Return the lines of the data below exactly. Start at the first and end with the line containing "https://github.com/bootc-dev/bootc/pull/2134 introduced passing".

**Record set:**

##########

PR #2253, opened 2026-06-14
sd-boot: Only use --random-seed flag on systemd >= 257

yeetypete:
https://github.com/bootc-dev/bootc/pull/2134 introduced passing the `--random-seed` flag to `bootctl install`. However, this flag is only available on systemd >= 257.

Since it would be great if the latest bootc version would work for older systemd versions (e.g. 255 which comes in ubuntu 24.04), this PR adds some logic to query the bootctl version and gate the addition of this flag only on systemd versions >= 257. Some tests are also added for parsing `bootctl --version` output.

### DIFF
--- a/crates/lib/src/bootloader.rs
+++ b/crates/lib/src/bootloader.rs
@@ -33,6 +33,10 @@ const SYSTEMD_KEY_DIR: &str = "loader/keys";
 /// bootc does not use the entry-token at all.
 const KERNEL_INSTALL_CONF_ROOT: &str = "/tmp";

##########

**Solved exercise:**
PR #2253, opened 2026-06-14
sd-boot: Only use --random-seed flag on systemd >= 257

yeetypete:
https://github.com/bootc-dev/bootc/pull/2134 introduced passing the `--random-seed` flag to `bootctl install`. However, this flag is only available on systemd >= 257.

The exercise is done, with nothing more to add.